Friday, June 13, 2008

More talk about evil speculators from Congress

Congress has been haranguing the CFTC and their oversight of speculators in the futures markets. Congress "knows" that speculators must be responsible for the high commodity prices. It is not high demand for oil from emerging markets. It is not the high demand for ethanol and the bad weather or droughts around the world. It has to be speculators.

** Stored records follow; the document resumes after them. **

PR #293, opened 2026-08-02
fix(delegation): ground the delegation target and make an undelivered hand-off visible (#272)

### LINKED ISSUE #272: bug: delegation invents desk ids and an unknown one fails silently
## Summary

When the orchestrator delegates, it invents desk ids that do not exist, and an invented one fails silently.

Observed on a live harness company whose desks are `engineering`, `content` and `legal`. Asked to hand work to a desk without naming an id, the orchestrator answered:

> "[ceo] Handed off to the **writer** desk — their lead will draft the release note and respond this turn."

`writer` is not a desk. It is an *agent*, and a member of the `content` desk. Per #213, a hand-off to a desk with no resolvable lead "settles under the delegator exactly as before" — so the card landed in `in_review` assigned to `ceo`, with a note claiming a hand-off that never happened.

Naming the desk explicitly in the same company works correctly: with "desk id: content" in the instruction, the card came back assigned to `writer`, the content desk's lead, with the delegate's real output in the note.

So the delegation machinery is fine. What is missing is grounding — nothing constrains the delegation target to the actual roster, and nothing tells the operator when the target was rejected.

## Why this matters more than a bad guess

The silent-failure shape is the problem. A delegation to a non-existent desk is indistinguishable, on the board, from a delegation that simply produced nothing:

- the note says the work was handed off
- the card is assigned to the delegator
- no error surfaces anywhere

An operator reading the board sees a plausible hand-off and an unworked card, with nothing connecting the two.

## Expected behavior

Two parts, and both are worth doing:

**Ground the target.** `delegate_to_desk` should be constrained to the company's real desk ids — the roster is already queryable, and the orchestrator already has `query_company` for exactly this kind of grounding. Rejecting an unknown id at the tool boundary with the valid set in the error would let the model correct itself in-turn.

**Make the fall-through loud.** When a hand-off cannot resolve a lead, the card should say so — in the note, and ideally in the run trail — rather than settling under the delegator with a note that claims otherwise. Settling under the delegator is the right *behaviour* (#213 chose it deliberately to avoid stranding cards); it just needs to be visible.

## Related

The same class of ungrounded action is why #267 proposes triaging an incoming message before it becomes board activity.

oxoxDev:
## Summary

Closes #272.

When the orchestrator hands work to a desk it never had to name a desk that
exists. It invented one, the invented one was accepted, and the hand-off then
failed with nothing anywhere saying so.

**Reproduced first, on a live host.** A harness company with desks
`engineering`, `content` and `legal`; `writer` is a *teammate* who leads
`content`. A dispatched board card whose turn calls
`delegate_to_desk(desk: "writer")` produced, before this change:

- tool result: `Delegated to the writer desk. Its lead will answer this turn.`
- the delegation queued and drained (`queued=1`), and no delegate turn ever ran
- the card settled in `in_review`, `assignee: ceo`, note:
  `[ceo] Handed off to the **writer** desk — their lead will draft the release note and respond this turn.`

which is the report verbatim. On the board a delegation to a desk that does not
exist is indistinguishable from a delegation that produced nothing.

**Two changes, matching the two halves of the issue.**

*Ground the target.* `delegate_to_desk` now resolves `desk` against the
company's real desks before anything is queued, and refuses what it cannot
deliver — an id that matches no desk, and a desk with no member on the roster,
which no turn could ever run for. The refusal names the valid desk ids, and when
the invented target is a teammate it says so and points at the desk that
teammate is on:

```
There is no "writer" desk — "writer" is a teammate, not a desk.
The desk they are on is "content". Valid desk ids: engineering, content, legal.
```

`query_company` — the surface the orchestrator's own brief tells it to consult —
listed the roster but not the desks, so there was no authoritative place to read
a desk id in the first place. It now has a `## Desks` section listing each desk
by the id `delegate_to_desk` takes, with its lead, and marking a desk nobody
leads as unable to take work. That is the preventive half; the refusal is the
corrective half.

*Make the fall-through loud.* Settling under the delegator stays exactly as
#213 chose it — a card is never stranded waiting on a delegate that cannot run.
It is only no longer silent. A dispatched card now records the attempt:

```
[ceo] hand-off to the "writer" desk was not delivered — it is not a desk this
company can hand work to. Nothing was delegated; this card is still with ceo.
```

This is written from a refusal recorded on the delegation queue, **not** from
the turn's own account of itself — the turn is free to keep claiming a hand-off
happened, and on the live company it did exactly that. The same note covers the
other route to an undelivered hand-off: a desk that had a lead when the tool
accepted it and lost it before the drain.

## API Or Behavior Changes

- **`delegate_to_desk` can now fail.** An unknown desk, or a desk with no
  roster-backed lead, returns a `ToolResult::error` and queues nothing. It
  previously always succeeded. `delegate_to_desk` is already in
  `harness::steps::INTRINSIC_TOOLS`, so the OC-authored refusal reaches the
  operator's run trail verbatim (bounded to 200 chars) as well as the model.
- **Fails open.** If the company record cannot be read, the hand-off is queued
  ungrounded exactly as before. A store hiccup does not take delegation offline.
- **`DelegateToDeskTool::new` and `orchestrator::delegation_tools` take the
  company id + store.** The store is read at call time, never snapshotted at
  agent-build time — see the trade-off below.
- **`DelegationQueue` carries refused desk keys** alongside queued delegations,
  drained by `handle_task_delegations` and wiped by the same `clear()`.
- **`query_company` gains a `## Desks` section** and a `desks` count in its JSON
  payload. Additive; no existing section changed.
- **Hosted path**: the unknown-desk tool error now carries the valid desk ids
  instead of only `no desk matches "x"`. A real desk with no lead is deliberately
  *not* refused there — a hosted hand-off is a durable card assigned to the desk,
  visible on the board whether or not anyone leads it yet, so nothing is silent.
- No REST/GraphQL schema changes, and no frontend changes.

## Choices that differ from the issue, and why

**Schema enum vs. tool-boundary rejection.** The issue proposes rejection; I
checked first whether the schema could carry the desk ids as an enum so the
model is constrained rather than corrected. It cannot, for two reasons worth
recording: `Tool::parameters_schema` is synchronous, so it cannot read the
company store, and desks are dynamic per company — an operator can create one
mid-session through the desk overlay. Any enum baked at agent-build time would
go stale and refuse a desk that genuinely exists, which is a worse failure than
the one being fixed. Rejection at the boundary, reading the store fresh on each
call, is the version that stays correct.

**No new `CompanyEvent` variant.** The trail loudness the issue asks about is
already there: `delegate_to_desk` is an intrinsic tool, so its own refusal text
is surfaced on the run trail verbatim rather than collapsed to a generic class.
Against that, `CompanyEvent` is documented in `runtime/journal.rs` as "a closed,
binding enum with no marker variants", it is projected in several places, and
the brain-agnostic `DelegationRunner` holds no event-log handle — so a variant
would mean threading one across that seam for something the trail and the card
note already carry. If a reviewer wants the event anyway it is a small follow-up,
not a rewrite.

**Refusing a leadless desk is mine, not the issue's.** The issue asks only that
unknown ids be refused. A desk with no roster member can never run a turn, and
the tool's success message ("its lead will answer this turn") is exactly the lie
this issue is about, so it is refused too — with a distinct message, and only on
the harness path, where a hand-off is a live turn rather than a durable card.

## Does the in-turn self-correction actually work?

**The mechanism does, verified live** rather than assumed. Driving a real host
with a scripted OpenAI-compatible endpoint, so the model's choices are
deterministic and the rest of the path is real: the orchestrator calls
`delegate_to_desk(desk: "writer")`, gets the refusal back as a failed tool result
inside the same turn, calls `delegate_to_desk(desk: "content")`, and the hand-off
completes — card reassigned to `writer` (the content desk's lead) and settled on
the delegate's own output. The loop does feed the error back, and does act on a
corrected retry.

**What that does not prove** is that a real model chooses to correct itself. The
scripted endpoint decides to retry; a live model might instead answer in prose
without retrying — which the second scripted run exercises, and which also lands
correctly: the refusal recorded on the card, no phantom hand-off. Both outcomes
are honest on the board now, so the fix does not depend on the model cooperating.
That is precisely why the loud note is written from the recorded refusal rather
than from what the turn says about itself.

## Tests

New coverage:

- `reject_desk_target` / `unknown_desk_message`: the valid set in the refusal,
  the teammate-is-not-a-desk case, the leadless-desk case offering only desks
  that can take work, a company with no desks, and the desk-list cap.
- `delegate_to_desk_tool_refuses_a_desk_that_does_not_exist` — nothing queued,
  valid ids and the teammate hint in the error, refusal recorded for the drain.
- `delegate_to_desk_tool_refuses_a_desk_with_no_roster_lead`.
- `delegate_to_desk_tool_queues_ungrounded_when_no_record_is_readable` — the
  fail-open contract.
- `query_company_tool_lists_the_desks_delegation_accepts` — each desk by id with
  its lead; a leadless desk says it cannot be handed work.
- `a_refused_hand_off_is_recorded_on_the_card` — the card carries the refusal
  even though the turn claimed a hand-off; still settles under the delegator.
- `a_hand_off_that_cannot_be_delivered_says_so_on_the_card` — the drain-time
  route (a lead lost between the tool call and the drain).
- `a_spawn_task_never_records_an_undeliverable_hand_off` — a delegation with no
  desk target must not pick up the line.

The existing #213 pins (`a_hand_off_to_an_unknown_desk_settles_under_the_delegator`
and the cancellation / card-ownership set) are untouched and still pass — the
settle behaviour is unchanged.

Commands run locally:

- [x] `cargo build --all-targets` — via `cargo check --all-targets` on both
      feature sets below, plus a full `cargo build --features openhuman,mcp,telegram`
      for the live host
- [x] `cargo test` — 1015 + 6 pass
- [x] `cargo test --features openhuman` — 1397 + 6 pass (the harness suite is
      where this code lives; the default build does not compile `src/harness/`)
- [x] `cargo check --features openhuman,mcp,telegram --all-targets`
- [x] Live verification on a running host (isolated `--home`, harness company with
      `engineering` / `content` / `legal`): bug reproduced before the change, then
      all three post-change paths — invented desk refused, leadless desk refused,
      corrected retry delivering to the right lead.

N/A: no `frontend/` files are touched by this diff, so the console gates
(`npm run typecheck` / `npm run build`) were not run.

## Documentation

No doc file names `delegate_to_desk` or the delegation contract — those decisions
live in rustdoc, which is where this codebase keeps them (as with #204 and #213).
The rustdoc on `reject_desk_target`, `DelegateToDeskTool`,
`DelegationQueue::refused` and `undeliverable_handoff` records the grounding
rules, the fail-open contract, the read-the-store-at-call-time reasoning, and why
the hosted path refuses only the unknown-desk half. The orchestrator persona
brief and the `query_company` tool description are updated to point at the desk
list.

### DIFF
--- a/src/harness/brain.rs
+++ b/src/harness/brain.rs
@@ -3237,6 +3237,10 @@ members = ["eng1", "eng2"]
         /// Invokes that CANCEL their own in-flight delegation mid-run, so the
         /// delegated reply is discarded exactly as an operator cancel does.
         cancel_on: Vec<usize>,
+        /// Desk keys the first turn's `delegate_to_desk` calls named and the
+        /// tool REFUSED (issue #272). A refusal never becomes a `Delegation`,
+        /// so this is how a test reproduces one without standing up the tool.
+        refused_on_first: Vec<String>,
     }
 
     impl DelegatingProvider {
@@ -3283,6 +3287,11 @@ members = ["eng1", "eng2"]
             self.board.lock().unwrap().push(snapshot);
             for delegation in self.pushes.lock().unwrap().pop_front().unwrap_or_default() {
                 self.queue.push(delegation);
+            }
+            if invoke == 1 {
+                for desk in &self.faults.refused_on_first {
+                    self.queue.push_refusal(desk.clone());
+                }
             }
             let message = request
                 .messages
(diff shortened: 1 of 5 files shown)


oxoxDev:
@coderabbitai full review

oxoxDev:
@coderabbitai review

oxoxDev:
@coderabbitai full review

There is no doubt that index players have increased their presence in the markets and that commodity fund trading has increased significantly. However, beyond the fact that there is more trading volume and larger open interest there is not a lot of work concerning the impact of indexers and speculation on the futures market. Here are some ideas on how to look at this issue:

  • Analyze the basis - If there is excessive speculation in the futures markets then there will be unusual behavior in the basis between cash and futures markets. Futures should be moving higher without the same impact on the cash price.
  • Analyze the backwardation - Speculative long positions will drive up prices relative to the cash price which will change the market from backwardation to contango. Note that if the market goes into contango, the long speculators will have losing positions regardless of the cash price moving. This will force some of the indexers out of the market.
  • Testing the roll periods - The commodity indexes have specific rules on the roll of futures from one contract period to another. The size of indexers will cause price pressure on the roll period that would not exist for contracts that are not included in the index. Periods outside the roll rules will see less price pressure. This is easy to determine and would show if indexers are not being matched by other market participants.
It is a good time for testing of market behavior without value-laden demagoguery.